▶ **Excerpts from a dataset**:
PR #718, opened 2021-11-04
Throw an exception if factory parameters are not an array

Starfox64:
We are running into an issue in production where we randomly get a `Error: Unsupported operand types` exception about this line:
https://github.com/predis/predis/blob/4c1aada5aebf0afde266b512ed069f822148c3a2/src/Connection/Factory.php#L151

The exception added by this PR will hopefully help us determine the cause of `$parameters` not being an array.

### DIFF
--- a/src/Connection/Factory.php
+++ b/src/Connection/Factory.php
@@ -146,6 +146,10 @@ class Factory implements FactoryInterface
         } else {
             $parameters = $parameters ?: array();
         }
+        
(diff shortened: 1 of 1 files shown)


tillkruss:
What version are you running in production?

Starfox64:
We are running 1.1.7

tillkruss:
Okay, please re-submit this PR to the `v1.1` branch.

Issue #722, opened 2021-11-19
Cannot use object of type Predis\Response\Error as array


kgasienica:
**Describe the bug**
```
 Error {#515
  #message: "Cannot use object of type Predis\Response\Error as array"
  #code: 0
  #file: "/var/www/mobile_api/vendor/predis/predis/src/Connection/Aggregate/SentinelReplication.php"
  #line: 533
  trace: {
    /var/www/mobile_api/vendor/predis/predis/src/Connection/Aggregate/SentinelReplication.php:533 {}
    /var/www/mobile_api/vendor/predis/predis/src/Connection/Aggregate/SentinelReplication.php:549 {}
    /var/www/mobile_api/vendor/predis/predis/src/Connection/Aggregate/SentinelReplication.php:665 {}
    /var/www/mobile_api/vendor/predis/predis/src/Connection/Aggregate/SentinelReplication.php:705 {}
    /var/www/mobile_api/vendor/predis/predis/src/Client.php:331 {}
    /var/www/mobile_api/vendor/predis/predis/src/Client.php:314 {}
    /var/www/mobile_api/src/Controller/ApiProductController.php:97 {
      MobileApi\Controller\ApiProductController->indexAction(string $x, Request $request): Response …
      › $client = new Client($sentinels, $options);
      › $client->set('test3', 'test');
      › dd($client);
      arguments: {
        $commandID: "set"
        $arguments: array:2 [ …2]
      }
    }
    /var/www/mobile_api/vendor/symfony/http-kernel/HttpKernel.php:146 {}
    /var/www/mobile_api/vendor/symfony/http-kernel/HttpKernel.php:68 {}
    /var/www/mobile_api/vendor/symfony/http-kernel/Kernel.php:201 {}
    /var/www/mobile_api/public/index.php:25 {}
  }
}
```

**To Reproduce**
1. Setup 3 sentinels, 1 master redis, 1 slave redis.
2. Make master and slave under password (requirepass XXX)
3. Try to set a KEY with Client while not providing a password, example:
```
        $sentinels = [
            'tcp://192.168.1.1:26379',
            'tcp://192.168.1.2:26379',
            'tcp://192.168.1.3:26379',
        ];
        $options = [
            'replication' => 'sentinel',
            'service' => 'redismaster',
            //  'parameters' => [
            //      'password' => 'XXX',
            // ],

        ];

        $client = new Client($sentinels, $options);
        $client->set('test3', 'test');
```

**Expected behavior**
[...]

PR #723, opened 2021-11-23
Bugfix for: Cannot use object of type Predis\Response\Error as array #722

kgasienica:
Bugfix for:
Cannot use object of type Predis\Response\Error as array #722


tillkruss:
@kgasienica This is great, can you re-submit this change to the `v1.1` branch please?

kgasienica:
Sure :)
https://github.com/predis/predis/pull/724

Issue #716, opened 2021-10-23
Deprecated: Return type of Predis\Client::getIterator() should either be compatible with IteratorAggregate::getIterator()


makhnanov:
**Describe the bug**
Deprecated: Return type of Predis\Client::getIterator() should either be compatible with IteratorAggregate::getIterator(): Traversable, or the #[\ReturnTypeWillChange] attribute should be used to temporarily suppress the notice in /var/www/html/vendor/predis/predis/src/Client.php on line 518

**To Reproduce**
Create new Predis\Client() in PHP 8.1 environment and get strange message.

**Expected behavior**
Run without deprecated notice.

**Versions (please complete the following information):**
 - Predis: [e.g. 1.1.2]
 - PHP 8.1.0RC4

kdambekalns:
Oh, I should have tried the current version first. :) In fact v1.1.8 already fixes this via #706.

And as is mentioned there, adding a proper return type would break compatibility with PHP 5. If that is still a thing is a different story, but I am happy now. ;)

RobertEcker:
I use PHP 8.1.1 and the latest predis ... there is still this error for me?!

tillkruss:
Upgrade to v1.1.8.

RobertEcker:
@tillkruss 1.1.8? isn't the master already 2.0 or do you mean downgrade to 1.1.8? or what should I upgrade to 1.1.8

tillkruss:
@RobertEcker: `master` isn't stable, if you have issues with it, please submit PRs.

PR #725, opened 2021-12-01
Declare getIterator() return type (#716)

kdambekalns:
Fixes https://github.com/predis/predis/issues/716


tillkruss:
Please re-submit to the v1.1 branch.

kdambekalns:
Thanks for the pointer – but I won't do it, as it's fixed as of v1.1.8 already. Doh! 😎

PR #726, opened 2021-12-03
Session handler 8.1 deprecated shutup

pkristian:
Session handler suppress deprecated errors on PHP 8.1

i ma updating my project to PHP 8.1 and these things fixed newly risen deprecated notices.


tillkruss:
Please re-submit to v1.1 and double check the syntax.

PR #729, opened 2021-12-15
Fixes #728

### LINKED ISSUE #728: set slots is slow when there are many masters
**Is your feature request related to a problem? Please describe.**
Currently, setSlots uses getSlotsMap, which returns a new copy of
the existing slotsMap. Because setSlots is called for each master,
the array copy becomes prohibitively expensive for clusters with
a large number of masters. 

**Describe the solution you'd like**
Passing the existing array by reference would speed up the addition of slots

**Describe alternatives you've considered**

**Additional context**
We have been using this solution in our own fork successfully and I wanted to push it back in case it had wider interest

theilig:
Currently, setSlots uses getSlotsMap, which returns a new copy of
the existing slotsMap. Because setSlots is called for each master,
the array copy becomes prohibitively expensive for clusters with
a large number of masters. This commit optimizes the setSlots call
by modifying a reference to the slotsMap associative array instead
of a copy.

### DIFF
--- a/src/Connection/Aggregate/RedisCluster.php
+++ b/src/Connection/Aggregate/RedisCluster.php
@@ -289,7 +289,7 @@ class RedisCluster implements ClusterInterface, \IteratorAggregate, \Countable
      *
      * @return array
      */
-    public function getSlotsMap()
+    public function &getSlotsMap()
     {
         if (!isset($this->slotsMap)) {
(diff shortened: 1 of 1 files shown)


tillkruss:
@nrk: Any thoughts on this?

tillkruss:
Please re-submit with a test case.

--

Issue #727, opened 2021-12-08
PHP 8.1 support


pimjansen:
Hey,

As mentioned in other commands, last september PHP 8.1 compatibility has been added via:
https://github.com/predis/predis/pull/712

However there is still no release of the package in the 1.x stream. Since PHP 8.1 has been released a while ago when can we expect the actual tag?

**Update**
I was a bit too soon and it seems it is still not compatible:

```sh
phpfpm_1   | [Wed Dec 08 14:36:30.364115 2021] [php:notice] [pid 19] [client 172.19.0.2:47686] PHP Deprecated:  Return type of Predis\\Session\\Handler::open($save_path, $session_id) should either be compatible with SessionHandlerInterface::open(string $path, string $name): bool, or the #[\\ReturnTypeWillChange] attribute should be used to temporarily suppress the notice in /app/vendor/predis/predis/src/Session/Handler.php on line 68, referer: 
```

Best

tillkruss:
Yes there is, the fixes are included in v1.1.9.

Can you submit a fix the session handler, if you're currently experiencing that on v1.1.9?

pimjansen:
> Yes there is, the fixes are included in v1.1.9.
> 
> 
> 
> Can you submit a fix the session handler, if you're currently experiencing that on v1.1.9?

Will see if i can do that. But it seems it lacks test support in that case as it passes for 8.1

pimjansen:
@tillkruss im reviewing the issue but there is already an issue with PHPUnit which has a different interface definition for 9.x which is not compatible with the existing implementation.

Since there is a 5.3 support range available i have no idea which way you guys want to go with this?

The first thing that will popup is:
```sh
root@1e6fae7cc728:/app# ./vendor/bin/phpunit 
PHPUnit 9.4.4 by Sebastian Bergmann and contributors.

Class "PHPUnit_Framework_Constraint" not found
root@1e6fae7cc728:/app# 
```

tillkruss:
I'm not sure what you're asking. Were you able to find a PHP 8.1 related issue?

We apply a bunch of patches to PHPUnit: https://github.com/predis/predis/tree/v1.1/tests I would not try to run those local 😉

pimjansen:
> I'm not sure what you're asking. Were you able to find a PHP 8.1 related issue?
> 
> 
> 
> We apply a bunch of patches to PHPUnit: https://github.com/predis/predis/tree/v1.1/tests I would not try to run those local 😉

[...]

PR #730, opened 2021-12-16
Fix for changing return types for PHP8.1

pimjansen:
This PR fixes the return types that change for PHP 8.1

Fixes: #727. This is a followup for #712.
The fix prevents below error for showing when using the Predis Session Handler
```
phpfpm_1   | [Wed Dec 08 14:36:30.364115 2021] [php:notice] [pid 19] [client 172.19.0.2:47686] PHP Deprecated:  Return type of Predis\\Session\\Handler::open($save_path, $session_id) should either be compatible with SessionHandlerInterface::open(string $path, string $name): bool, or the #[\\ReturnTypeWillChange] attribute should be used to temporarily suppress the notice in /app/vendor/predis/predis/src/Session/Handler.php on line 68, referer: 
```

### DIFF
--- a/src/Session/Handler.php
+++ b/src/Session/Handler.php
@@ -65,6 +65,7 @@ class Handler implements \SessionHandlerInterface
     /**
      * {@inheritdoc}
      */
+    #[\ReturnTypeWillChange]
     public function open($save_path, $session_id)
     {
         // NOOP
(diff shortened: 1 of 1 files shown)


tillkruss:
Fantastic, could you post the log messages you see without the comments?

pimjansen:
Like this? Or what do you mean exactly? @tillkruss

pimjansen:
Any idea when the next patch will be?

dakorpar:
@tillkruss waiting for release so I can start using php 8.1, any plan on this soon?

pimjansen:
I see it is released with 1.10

* * *

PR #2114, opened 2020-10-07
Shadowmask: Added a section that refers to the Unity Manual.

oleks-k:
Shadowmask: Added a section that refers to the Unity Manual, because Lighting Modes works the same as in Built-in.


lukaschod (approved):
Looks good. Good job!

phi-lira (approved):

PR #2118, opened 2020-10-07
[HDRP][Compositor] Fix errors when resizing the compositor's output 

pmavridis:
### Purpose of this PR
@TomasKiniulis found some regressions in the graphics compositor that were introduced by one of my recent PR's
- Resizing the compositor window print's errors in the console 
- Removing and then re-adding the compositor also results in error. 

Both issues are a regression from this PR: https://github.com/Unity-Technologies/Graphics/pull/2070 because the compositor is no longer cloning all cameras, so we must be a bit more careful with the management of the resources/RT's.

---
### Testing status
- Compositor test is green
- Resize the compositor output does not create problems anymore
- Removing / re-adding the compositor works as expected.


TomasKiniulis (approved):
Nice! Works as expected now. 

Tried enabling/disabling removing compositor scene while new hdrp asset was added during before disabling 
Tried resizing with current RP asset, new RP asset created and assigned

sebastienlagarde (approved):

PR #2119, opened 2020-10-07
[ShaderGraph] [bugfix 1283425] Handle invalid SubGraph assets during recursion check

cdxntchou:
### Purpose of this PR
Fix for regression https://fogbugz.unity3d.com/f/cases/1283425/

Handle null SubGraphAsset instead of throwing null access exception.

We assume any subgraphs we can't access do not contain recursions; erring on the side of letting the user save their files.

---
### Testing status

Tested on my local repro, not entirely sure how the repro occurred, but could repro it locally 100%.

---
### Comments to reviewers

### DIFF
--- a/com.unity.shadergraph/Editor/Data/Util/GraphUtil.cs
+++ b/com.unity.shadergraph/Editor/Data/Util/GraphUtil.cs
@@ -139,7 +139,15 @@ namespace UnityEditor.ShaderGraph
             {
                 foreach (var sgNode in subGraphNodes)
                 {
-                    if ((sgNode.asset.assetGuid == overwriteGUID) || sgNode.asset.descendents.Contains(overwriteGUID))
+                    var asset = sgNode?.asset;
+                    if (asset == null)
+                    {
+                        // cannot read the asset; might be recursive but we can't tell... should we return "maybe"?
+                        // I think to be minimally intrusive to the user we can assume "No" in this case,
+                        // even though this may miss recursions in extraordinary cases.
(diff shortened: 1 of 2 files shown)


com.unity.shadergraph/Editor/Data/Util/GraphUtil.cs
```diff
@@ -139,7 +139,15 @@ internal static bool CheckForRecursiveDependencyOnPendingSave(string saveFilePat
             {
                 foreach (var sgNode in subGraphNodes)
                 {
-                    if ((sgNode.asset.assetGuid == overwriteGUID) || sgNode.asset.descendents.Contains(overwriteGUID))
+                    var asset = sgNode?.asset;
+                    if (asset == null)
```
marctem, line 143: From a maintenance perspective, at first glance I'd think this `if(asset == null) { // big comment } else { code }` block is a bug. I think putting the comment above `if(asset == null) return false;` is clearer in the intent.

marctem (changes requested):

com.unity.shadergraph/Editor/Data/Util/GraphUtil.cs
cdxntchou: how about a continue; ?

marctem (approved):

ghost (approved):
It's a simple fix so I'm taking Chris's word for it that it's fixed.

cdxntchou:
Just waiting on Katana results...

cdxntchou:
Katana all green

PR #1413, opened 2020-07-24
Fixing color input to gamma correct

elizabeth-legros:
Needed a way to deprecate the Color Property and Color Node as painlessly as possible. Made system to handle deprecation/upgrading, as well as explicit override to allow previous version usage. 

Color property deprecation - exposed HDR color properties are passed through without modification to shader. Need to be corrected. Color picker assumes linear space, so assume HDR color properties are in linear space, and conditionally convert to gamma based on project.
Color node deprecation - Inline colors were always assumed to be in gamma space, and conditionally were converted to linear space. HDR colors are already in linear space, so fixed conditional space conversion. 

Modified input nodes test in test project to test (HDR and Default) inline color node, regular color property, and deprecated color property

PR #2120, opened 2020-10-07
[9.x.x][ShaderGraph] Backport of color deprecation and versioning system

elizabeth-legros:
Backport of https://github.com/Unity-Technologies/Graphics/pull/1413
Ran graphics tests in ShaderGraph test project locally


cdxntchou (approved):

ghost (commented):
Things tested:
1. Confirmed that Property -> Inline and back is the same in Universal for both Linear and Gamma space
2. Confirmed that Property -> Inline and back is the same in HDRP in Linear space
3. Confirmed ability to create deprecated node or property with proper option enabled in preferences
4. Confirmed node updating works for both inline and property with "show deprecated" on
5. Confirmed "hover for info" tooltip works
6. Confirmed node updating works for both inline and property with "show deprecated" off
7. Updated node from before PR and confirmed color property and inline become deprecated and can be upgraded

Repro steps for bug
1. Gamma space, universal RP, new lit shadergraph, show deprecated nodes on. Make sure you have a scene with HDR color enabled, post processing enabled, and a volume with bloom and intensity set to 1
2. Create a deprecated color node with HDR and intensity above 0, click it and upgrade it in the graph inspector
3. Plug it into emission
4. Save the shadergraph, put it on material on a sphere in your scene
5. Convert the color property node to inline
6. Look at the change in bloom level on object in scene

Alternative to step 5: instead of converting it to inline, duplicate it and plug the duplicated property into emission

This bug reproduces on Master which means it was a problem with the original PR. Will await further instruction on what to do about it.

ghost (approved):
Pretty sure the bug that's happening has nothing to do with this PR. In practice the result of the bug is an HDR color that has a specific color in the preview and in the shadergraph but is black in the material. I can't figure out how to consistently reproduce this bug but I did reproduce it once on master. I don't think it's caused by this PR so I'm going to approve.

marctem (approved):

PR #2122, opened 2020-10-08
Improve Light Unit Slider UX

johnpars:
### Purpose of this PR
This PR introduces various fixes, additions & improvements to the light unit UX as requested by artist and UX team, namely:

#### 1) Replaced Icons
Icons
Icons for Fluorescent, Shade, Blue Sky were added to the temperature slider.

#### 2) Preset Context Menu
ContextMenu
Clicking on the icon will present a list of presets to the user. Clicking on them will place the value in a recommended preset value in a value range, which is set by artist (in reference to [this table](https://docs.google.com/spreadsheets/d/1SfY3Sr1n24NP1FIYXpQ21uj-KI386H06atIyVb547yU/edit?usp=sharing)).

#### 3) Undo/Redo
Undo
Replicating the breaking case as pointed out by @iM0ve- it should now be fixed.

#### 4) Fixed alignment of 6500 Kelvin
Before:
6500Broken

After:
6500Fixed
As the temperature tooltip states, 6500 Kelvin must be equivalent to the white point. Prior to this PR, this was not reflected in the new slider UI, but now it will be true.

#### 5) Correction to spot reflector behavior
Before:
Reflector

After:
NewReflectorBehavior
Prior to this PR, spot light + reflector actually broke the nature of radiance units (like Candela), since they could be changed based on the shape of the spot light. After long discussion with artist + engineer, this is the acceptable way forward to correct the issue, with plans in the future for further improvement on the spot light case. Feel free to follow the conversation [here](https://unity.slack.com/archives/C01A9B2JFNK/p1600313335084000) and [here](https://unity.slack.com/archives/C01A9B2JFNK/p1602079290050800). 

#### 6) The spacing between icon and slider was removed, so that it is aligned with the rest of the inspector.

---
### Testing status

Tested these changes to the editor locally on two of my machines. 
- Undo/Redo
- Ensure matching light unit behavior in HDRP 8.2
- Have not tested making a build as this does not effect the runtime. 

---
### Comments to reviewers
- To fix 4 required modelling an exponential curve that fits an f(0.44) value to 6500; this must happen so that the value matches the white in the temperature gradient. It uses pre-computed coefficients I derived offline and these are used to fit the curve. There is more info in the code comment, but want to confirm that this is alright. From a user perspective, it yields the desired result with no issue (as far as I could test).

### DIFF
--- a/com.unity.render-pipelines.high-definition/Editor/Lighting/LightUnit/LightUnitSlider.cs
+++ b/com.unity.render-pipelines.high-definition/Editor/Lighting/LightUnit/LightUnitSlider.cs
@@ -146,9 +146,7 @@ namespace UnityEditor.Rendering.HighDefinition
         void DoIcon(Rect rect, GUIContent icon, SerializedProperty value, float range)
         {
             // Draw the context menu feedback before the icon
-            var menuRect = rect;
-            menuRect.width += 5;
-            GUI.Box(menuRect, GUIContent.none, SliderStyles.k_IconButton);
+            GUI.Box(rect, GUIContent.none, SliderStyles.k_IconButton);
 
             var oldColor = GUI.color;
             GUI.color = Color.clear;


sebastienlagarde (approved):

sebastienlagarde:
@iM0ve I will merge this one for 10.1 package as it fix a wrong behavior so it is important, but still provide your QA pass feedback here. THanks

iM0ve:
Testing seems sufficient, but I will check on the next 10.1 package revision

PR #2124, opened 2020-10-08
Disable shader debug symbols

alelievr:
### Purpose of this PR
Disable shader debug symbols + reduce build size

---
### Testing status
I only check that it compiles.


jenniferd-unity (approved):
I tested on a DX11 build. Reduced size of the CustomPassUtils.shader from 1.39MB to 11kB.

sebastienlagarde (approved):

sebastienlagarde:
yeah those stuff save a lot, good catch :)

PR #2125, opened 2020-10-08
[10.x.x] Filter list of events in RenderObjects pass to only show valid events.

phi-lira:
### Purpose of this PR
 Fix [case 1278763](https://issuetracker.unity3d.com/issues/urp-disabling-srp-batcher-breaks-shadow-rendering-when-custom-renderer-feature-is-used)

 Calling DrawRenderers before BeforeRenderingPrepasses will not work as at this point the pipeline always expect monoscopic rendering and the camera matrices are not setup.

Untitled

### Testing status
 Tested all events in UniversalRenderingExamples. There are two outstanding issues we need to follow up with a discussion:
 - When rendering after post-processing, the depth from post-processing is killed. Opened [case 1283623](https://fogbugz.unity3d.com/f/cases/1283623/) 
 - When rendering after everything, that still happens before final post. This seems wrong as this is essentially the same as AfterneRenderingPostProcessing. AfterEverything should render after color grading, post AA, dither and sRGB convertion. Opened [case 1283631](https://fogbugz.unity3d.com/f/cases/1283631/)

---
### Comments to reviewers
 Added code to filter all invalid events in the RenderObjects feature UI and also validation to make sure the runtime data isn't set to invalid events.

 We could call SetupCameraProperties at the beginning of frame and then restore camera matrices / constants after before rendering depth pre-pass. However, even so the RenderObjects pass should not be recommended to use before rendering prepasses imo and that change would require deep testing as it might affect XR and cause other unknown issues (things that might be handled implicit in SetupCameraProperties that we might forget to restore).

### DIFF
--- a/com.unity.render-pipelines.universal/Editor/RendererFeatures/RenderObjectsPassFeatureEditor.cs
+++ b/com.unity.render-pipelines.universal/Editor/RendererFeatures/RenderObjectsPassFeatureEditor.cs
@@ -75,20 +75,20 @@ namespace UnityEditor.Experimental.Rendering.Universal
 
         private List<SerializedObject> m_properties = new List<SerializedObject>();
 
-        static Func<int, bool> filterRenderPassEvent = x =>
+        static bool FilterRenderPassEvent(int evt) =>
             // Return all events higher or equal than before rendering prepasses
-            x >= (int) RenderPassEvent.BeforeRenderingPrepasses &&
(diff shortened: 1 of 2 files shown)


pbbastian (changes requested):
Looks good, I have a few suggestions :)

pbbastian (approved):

▶ **REQUIRED ACTION**:
From the records above, transcribe without alteration every line from the one with "Improve Light Unit Slider UX" to the one with "NewReflectorBehavior", inclusive.

▶ **REPLY TO THE EXERCISE**:
Improve Light Unit Slider UX

johnpars:
### Purpose of this PR
This PR introduces various fixes, additions & improvements to the light unit UX as requested by artist and UX team, namely:

#### 1) Replaced Icons
Icons
Icons for Fluorescent, Shade, Blue Sky were added to the temperature slider.

#### 2) Preset Context Menu
ContextMenu
Clicking on the icon will present a list of presets to the user. Clicking on them will place the value in a recommended preset value in a value range, which is set by artist (in reference to [this table](https://docs.google.com/spreadsheets/d/1SfY3Sr1n24NP1FIYXpQ21uj-KI386H06atIyVb547yU/edit?usp=sharing)).

#### 3) Undo/Redo
Undo
Replicating the breaking case as pointed out by @iM0ve- it should now be fixed.

#### 4) Fixed alignment of 6500 Kelvin
Before:
6500Broken

After:
6500Fixed
As the temperature tooltip states, 6500 Kelvin must be equivalent to the white point. Prior to this PR, this was not reflected in the new slider UI, but now it will be true.

#### 5) Correction to spot reflector behavior
Before:
Reflector

After:
NewReflectorBehavior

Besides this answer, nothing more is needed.